Please warn your readers to carefully check their service indicators after a service.
I thought you would be interested to hear of a couple of things affecting my Audi A3s. I have a 2.0T FSI Quattro owned from new, serviced within the Audi franchise for the first three years and thereafter by APS of Brackley (www.autops.co.uk) who incidentally do a great job at lower cost. I had occasion to use the spare key, the first time in the six years I have owned the car from new, and it opened all the doors and started the engine for a few seconds before showing SAFE on the dashboard followed by an engine cut out.
My local Audi dealer would have me believe the key code got 'lost' through non-use of the key (it says nothing about this in the owner's manual) and wanted 30 minutes at £119 per hour plus VAT to sort it, even though it was evident from the key’s condition that it had never been used and could, had I been minded to check within three years of new, have been sorted under warranty. I eventually persuaded them to sort it at no charge because of problems with the second A3 but the lesson I learnt is that when you buy new, check all the keys.
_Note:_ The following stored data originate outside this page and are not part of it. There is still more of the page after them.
Issue #4008, opened 2017-11-02
--action_env not forwarded through "tools" dependency


didzis:
### Description of the problem:

Variables set by `--action_env` are not forwarded through `tools` dependency of a rule. To generate test example, paste following lines into terminal:

```shell
mkdir test
cd test
touch WORKSPACE
touch tool.sh
chmod +x tool.sh
cat > BUILD << EOF
genrule(
    name = "rule1",
    srcs = [],
    outs = ["out1.c"],
    cmd = "bash -c 'echo RULE1:TESTVAR=\$\$TESTVAR'; exit 1",
)

sh_binary(
    name = "tool",
    srcs = ["tool.sh"],
    # srcs = [":rule1"],
    data = [":rule1"],
)

genrule(
    name = "rule2",
    srcs = [],
    outs = ["out2.c"],
    cmd = "",
    tools = [":tool"],
)

genrule(
    name = "rule3",
    srcs = [],
    outs = ["out3.c"],
    cmd = "",
    tools = [":rule1"],
)

genrule(
    name = "rule4",
    srcs = [":rule1"],
    outs = ["out4.c"],
    cmd = "",
)

cc_binary(
    name = "main",
    srcs = [
        # ":rule1",
        # ":rule2",
        # ":rule3",
        # ":rule4",
    ],
    data = [
        # ":rule1",
        ":rule2",
        # ":rule3",
        # ":rule4",
        # ":tool",
    ],
)
EOF
bazel build :main --action_env TESTVAR=hello
```
outputs
```
RULE1:TESTVAR=
```
however depending on what is uncommented, i.e., `":rule1",`, `":rule2",`, `":rule3",`, `":rule4",`, `":tool",` at the end of BUILD, bazel may output also
```
RULE1:TESTVAR=hello
```
`rule1` gives `RULE1:TESTVAR=hello` - rule1 is directly referenced
`rule2` and `rule3` gives `RULE1:TESTVAR=` - rule1 is referenced via tools option
`rule4` and `tool` again gives `RULE1:TESTVAR=hello` - rule1 is referenced via middleman

If the `rule1` is referenced from the "_tool_" and from another rule as a dependency, it may be randomly executed with different environment set for each run. Is this the expected behaviour?

A consistent behaviour is obtained when exporting the environment variable into bazel environment, i.e.,
```
export TESTVAR="hello world!"
bazel shutdown
bazel build :main
```

[...]

PR #12122, opened 2020-09-17
Add --host_action_env option

mai93:
This PR adds `--host_action_env` option to specify a set of environment variables to be added to the host configuration. The variables specified by this option are only added to host configuration while those specified by `--action_env` are only included in the target configuration.

Fixes: #4008

### DIFF
--- a/src/main/java/com/google/devtools/build/lib/analysis/config/CoreOptions.java
+++ b/src/main/java/com/google/devtools/build/lib/analysis/config/CoreOptions.java
@@ -358,9 +358,9 @@ public class CoreOptions extends FragmentOptions implements Cloneable {
           documentationCategory = OptionDocumentationCategory.OUTPUT_PARAMETERS,
           effectTags = {OptionEffectTag.ACTION_COMMAND_LINES},
           help =
-                  "Specifies the set of environment variables available to actions with host configuration. "
-                          + "Variables can be either specified by name, in which case the value will be "
-                          + "taken from the invocation environment, or by the name=value pair which sets "
+                  "Specifies the set of environment variables available to actions with host or execution "
+                          + "configurations. Variables can be either specified by name, in which case the value "
+                          + "will be taken from the invocation environment, or by the name=value pair which sets "
                           + "the value independent of the invocation environment. This option can be used "
                           + "multiple times; for options given for the same variable, the latest wins, options "
                           + "for different variables accumulate.")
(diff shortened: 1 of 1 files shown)


mai93:
cc @philwo @meteorcloudy

src/main/java/com/google/devtools/build/lib/analysis/config/CoreOptions.java
```diff
@@ -342,14 +342,30 @@ public String getTypeDescription() {
       documentationCategory = OptionDocumentationCategory.OUTPUT_PARAMETERS,
       effectTags = {OptionEffectTag.ACTION_COMMAND_LINES},
       help =
-          "Specifies the set of environment variables available to actions. "
+          "Specifies the set of environment variables available to actions performed using target configuration. "
```
meteorcloudy, line 345: Maybe "with target configuration" sounds a bit simper? Same below.

meteorcloudy (changes requested):

src/main/java/com/google/devtools/build/lib/analysis/config/CoreOptions.java
mai93: To be "available to actions with target configuration." ?

meteorcloudy: Yes, that's what I mean

gregestren:
I'm going to punt this to @katre. Eventually I think we should move away from needing explicit `--foo` / `--host_foo` flags toward a real API for specifying which flags go to the host and which don't. @katre had some ideas about evolving these themes.

I also acknowledge we won't have that tomorrow. So the above isn't necessarily an objection to this approach.

src/main/java/com/google/devtools/build/lib/analysis/config/CoreOptions.java
```diff
@@ -342,14 +342,30 @@ public String getTypeDescription() {
...
 
+  @Option(
+          name = "host_action_env",
+          converter = Converters.OptionalAssignmentConverter.class,
+          allowMultiple = true,
+          defaultValue = "null",
+          documentationCategory = OptionDocumentationCategory.OUTPUT_PARAMETERS,
+          effectTags = {OptionEffectTag.ACTION_COMMAND_LINES},
+          help =
+                  "Specifies the set of environment variables available to actions with host configuration. "
```
katre, line 361: "with host or execution configurations".

Ideally we'd move away from target/host to non-tool/tool, but we're not there now so no need to burden your PR.

katre (approved):
This looks fine with a small fix to the doc comment.

katre:
Currently, host.actionEnvironment is left unset, correct? Then no need to start propogating the target actionEnvironment to the host configuration.

meteorcloudy:
Thanks for the clarification! Mai, can you fix the documentation? Then you can import this change.

katre (approved):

My wife has a second A3: a 1.4T FSI from new, a little over two years old and bought with a 3-year service plan and long life service intervals. The first oil change was done in March 2010, some 18 months from new. The next service should have been at the 2-year point but the service indicator was not set properly following a prompt from Autops who had not even seen the car. The Audi dealership conceded this, undertook a belated service and sorted the key code for my other A3 as goodwill. They also recommended a move to fixed service intervals (but why was this not done at the time of sale?) just like Autops and at my insistence they did a brake fluid change at this near 2-year period rather than the first change at three years required for 2008+ registered A3s.
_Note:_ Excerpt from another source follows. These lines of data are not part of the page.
PR #12130, opened 2020-09-18
Add .netrc support for remote build

coeuvre:
This PR enables .netrc support for remote build by default. Existing authentication methods take higher priority than .netrc if they are enabled by flags.

Bazel search for .netrc in the following order:
1. If environment variable `$NETRC` exists, use it as the path to the .netrc file
2. Fallback to `$HOME/.netrc`

If .netrc doesn't exists, Bazel simply go forward without authentication.

### DIFF
--- a/src/main/java/com/google/devtools/build/lib/authandtls/Netrc.java
+++ b/src/main/java/com/google/devtools/build/lib/authandtls/Netrc.java
@@ -83,5 +83,15 @@ public class Netrc {
     abstract String login();
     abstract String password();
     abstract String account();
+
+    @Override
+    public String toString() {
+      return "Credential{"
+          + "machine=" + machine() + ", "
+          + "login=" + login() + ", "
+          + "password=<password>" + ", "
+          + "account=" + account()
+          + "}";
+    }
   }
 }
--- a/src/main/java/com/google/devtools/build/lib/authandtls/Netrc.java
+++ b/src/main/java/com/google/devtools/build/lib/authandtls/Netrc.java
@@ -1,0 +1,85 @@
+// Copyright 2020 The Bazel Authors. All rights reserved.
+//
+// Licensed under the Apache License, Version 2.0 (the "License");
+// you may not use this file except in compliance with the License.
+// You may obtain a copy of the License at
+//
+//    http://www.apache.org/licenses/LICENSE-2.0
+//
+// Unless required by applicable law or agreed to in writing, software
+// distributed under the License is distributed on an "AS IS" BASIS,
+// WITHOUT WARRANTIES OR CONDITIONS OF ANY KIND, either express or implied.
+// See the License for the specific language governing permissions and
+// limitations under the License.
+package com.google.devtools.build.lib.authandtls;
+
+import com.google.auto.value.AutoValue;
+import com.google.common.annotations.VisibleForTesting;
+import com.google.common.collect.ImmutableMap;
+import java.io.IOException;
+import java.io.InputStream;
+import javax.annotation.Nullable;
+
+public class Netrc {
+
+  @Nullable
+  private final Credential defaultCredential;
+  private final ImmutableMap<String, Credential> credentials;
+
+  public static Netrc fromStream(InputStream inputStream) throws IOException  {
+    return NetrcParser.parseAndClose(inputStream);
+  }
+
+  public Netrc(@Nullable Credential defaultCredential, ImmutableMap<String, Credential> credentials) {
+    this.defaultCredential = defaultCredential;
+    this.credentials = credentials;
+  }
+
+  @Nullable
+  public Credential getCredential(String machine) {
+    return credentials.getOrDefault(machine, defaultCredential);
+  }
+
+  @VisibleForTesting
+  @Nullable
+  Credential getDefaultCredential() {
+    return defaultCredential;
+  }
+
+  @VisibleForTesting
+  ImmutableMap<String, Credential> getCredentials() {
+    return credentials;
+  }
+
+  @AutoValue
+  public static abstract class Credential {
+    public static Builder builder(String machine) {
+      return new AutoValue_Netrc_Credential.Builder().setMachine(machine);
+    }
+
+    @AutoValue.Builder
+    public static abstract class Builder {
+      public abstract String machine();
+      public abstract Builder setMachine(String machine);
+
+      public abstract String login();
+      public abstract Builder setLogin(String value);
+
+      public abstract String password();
+      public abstract Builder setPassword(String value);
+
+      public abstract String account();
+      public abstract Builder setAccount(String value);
+
+      public abstract Credential build();
+    }
+
+    abstract String machine();
+    @Nullable
+    abstract String login();
+    @Nullable
+    abstract String password();
+    @Nullable
+    abstract String account();
+  }
+}
--- a/src/main/java/com/google/devtools/build/lib/authandtls/Netrc.java
+++ b/src/main/java/com/google/devtools/build/lib/authandtls/Netrc.java
@@ -20,8 +20,8 @@ import java.io.IOException;
 import java.io.InputStream;
 import javax.annotation.Nullable;
 
+/** The content of a .netrc file. */
 public class Netrc {
-
   @Nullable
   private final Credential defaultCredential;
   private final ImmutableMap<String, Credential> credentials;
--- a/src/main/java/com/google/devtools/build/lib/authandtls/Netrc.java
+++ b/src/main/java/com/google/devtools/build/lib/authandtls/Netrc.java
@@ -53,8 +53,13 @@ public class Netrc {
 
   @AutoValue
   public static abstract class Credential {
+
     public static Builder builder(String machine) {
-      return new AutoValue_Netrc_Credential.Builder().setMachine(machine);
+      return new AutoValue_Netrc_Credential.Builder()
+          .setMachine(machine)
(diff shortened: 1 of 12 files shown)


coeuvre:
cc @ulfjack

The lessons to learn here are check your service indicator after your service, be wary of long life service intervals for shorter than average annual mileage, and think more carefully about these 3-year, pay-up-front service plans.
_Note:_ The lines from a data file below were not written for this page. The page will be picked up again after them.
Issue #11748, opened 2020-07-10
Bazel can build different tools on different execution platforms in the same build


gregestren:
For example, building on a Mac where some tools execute on the Mac and others execute on a remote Linux machine.

This tracks a [Blaze configurability roadmap](https://bazel.build/roadmaps/configuration.html) effort.

cpsauer:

The battery in the key would lose its charge after six years non-use, just as the battery in almost anything would. Audi is switching back to fixed annual or 10,000-mile service intervals because of the damage that the stupid Longlife service regime has been inflicting on engines. One of the reasons for Longlife was to reduce downtime on fleet cars, but due to the recession some fleets started keeping their cars longer and thus discovered what anyone with any sense already knew: Longlife servicing severely curtails the life of an engine after three years and 60,000 miles.